According to our base scenario of 2023, demand from developing countries is expected to represent 30% of global demand. Consumption growth in the region is expected to account for 42% of the global total, second only to China at 44%.

Conclusion: why more complex demand management is needed

Previously, it was possible to estimate demand from developing countries by multiples of GDP growth. One could argue about the size of multiples, but, in general, growth has almost always been rapid and the region as a whole has tended to move together.

Not now, as the analysis above shows. Some countries with insufficient financing, a lack of commodity exports and a large part of their population close to the extreme poverty line could be hit hard by the food crisis.

And as we discussed, even middle-income countries like Brazil and Egypt face significant risks. But maybe countries like Malaysia and Indonesia will get away with it next year because they are major commodity exporters.

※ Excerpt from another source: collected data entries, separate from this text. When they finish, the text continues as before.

Issue #27, opened 2022-07-16
Add support for transactions


onobc:
Add transaction support to the following components:

* `PulsarTemplate`
* `@PulsarListener`
* `DefaultPulsarMessageListenerContainer`

Also add `PulsarTemplate` local transactions via the `executeInTransaction` API.

onobc:
After recent commit the following items still need to be handled:

- [ ] add tests for `transaction.*` package 
- [ ] add docs
- [ ] add `@Transactional` tests for both template and listener
- [ ] AckUtils - call verification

We should, however, be concerned for some countries in Africa where food security is already low due to climate change and conflict.

What is needed, therefore, are country-by-country assessments of the results of demand for chemicals and polymers in 2023, using our ICIS supply and demand database and with the support of our analysts and consultants.

This granular analysis will help you better allocate sales and production. The right sales and production decisions will, I believe, define success or failure during the multiple crises facing our industry.